Claim of Dinger v. K-Mart Corp.

Appeal from a decision of the Workers’ Compensation Board, filed November 14, 1996, which ruled the claimant sustained a compensable injury and awarded workers’ compensation benefits.

On April 11, 1994, claimant, then under age 25, sustained an injury to his left ankle while in the course of his employment, an injury which ultimately required reconstructive surgery. Following his application for workers’ compensation *947benefits, claimant was found to have sustained a 20% schedule loss of the use of his left foot. The Workers’ Compensation Board awarded claimant benefits of $308.43 per week, based upon an actual average weekly wage of $462.65, for a temporary total disability from April 12, 1994 to July 11, 1994 and August 25, 1994 through November 2, 1994, and benefits of $400 per week, based upon an average weekly wage expectancy rate of $600 (see, Workers’ Compensation Law § 14 [5]), for a permanent partial disability from July 11, 1994 to August 25, 1994 and January 16, 1995 through February 1, 1995.
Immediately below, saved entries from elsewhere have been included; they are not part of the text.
PR #4224, opened 2024-11-18
Rewrite File/Analytics.tsx with no Effect

fiskus:
So, something seemed off for me in using Effect here, but I wasn't sure what exactly. And started to dig, because the code is trivial, and it's easy to experiment with it.

To justify using some library, it's useful to implement the same with and without it. I tried to remove Effect to see a difference.

With Effect there are `None` and `Some` that doesn't explain intention. And I don't know if an error and lack of results are treated the same way is not a mistake, because it **looks** like a mistake. (Though, returning `Eff.Option.none()` explicitly can help)
When I read Some/None statements, I need to jump every time to the location where they are defined.
I can't combine multiple statements into one "if errors or no results" to highlight that this is my intention. (Actually, I can, like you did with `defaultExpanded`)
I need to decipher, that `defaultExpanded` is true only when there is data. No simple visible statement "when we show data, we show it in an expanded section".

Three major downsides that handled with Effect:
* I need to create an additional component where data is defined, because typescript doesn't recognize that object has data when I handled all other states
* I need to duplicate `Section` wrapper
* I have to use `React.useEffect` to log error

---

In the conclusion, I see that my main pain point is weak None/Some abstraction. I want to work with states that have descriptive names: https://github.com/quiltdata/quilt/pull/4225
Also, I noted above that using an additional component is a disadvantage, but it's not https://github.com/quiltdata/quilt/pull/4226


fiskus:
Was created for demonstration only

PR #4225, opened 2024-11-18
Rewrite File/Analytics.tsx with enum

fiskus:
So, I didn't like to work with Some/None, and rewrote the code with enum, enumerating states explicitly. It turns out I don't need Effect for this. 

Cons:
* using self-invoking function in component
* tuples types are somewhat bulky

Pros:
* states are named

Claimant contends that because the Board calculated his schedule loss-of-use award in weeks from the date of his injury, it ipso facto reclassified all prior periods of temporary total disability as periods of permanent partial disability, thereby necessitating that the entire schedule loss-of-use award be calculated at the future wage expectancy rate of $400 per week from the date of injury forward. Neither the record nor the applicable statutory provisions supports this argument. It is well settled that “[t]he determination of the medical condition and how it is to be classified is [a question of fact] * * * for the Board” whose decision will not be disturbed if supported by substantial evidence (Minkowitz, Supplementary Practice Commentaries, McKinney’s Cons Law of NY, Book 64, Workers’ Compensation Law § 15, 1997 Pocket Part, at 3). Unlike Matter of McNeil v Geary (105 AD2d 539), upon which claimant relies, the Board here did not reclassify claimant’s injury as a permanent partial disability from the date of his injury. To the contrary, in rendering its award, the Board expressly delineated those periods in which claimant was found to be temporarily totally disabled and those in which he was found to be permanently partially disabled. Moreover, we find no provision in the Workers’ Compensation Law to mandate the result that claimant seeks. Inasmuch as substantial evidence in the form of expert medical opinion supports that part of the award at the total disability rate (cf., Matter of Vanderwalker v Snowball Tree Farm, 170 AD2d 845, 847), and because future wage expectancy is only applicable to an award for a permanent partial disability (see, Matter of Kirchner v Park Edge Supermarkets, 75 AD2d 916), we find no basis upon which to disturb the Board’s decision.

Cardona, P. J., Mikoll, Crew III, Peters and Carpinello, JJ., concur. Ordered that the decision is affirmed, without costs.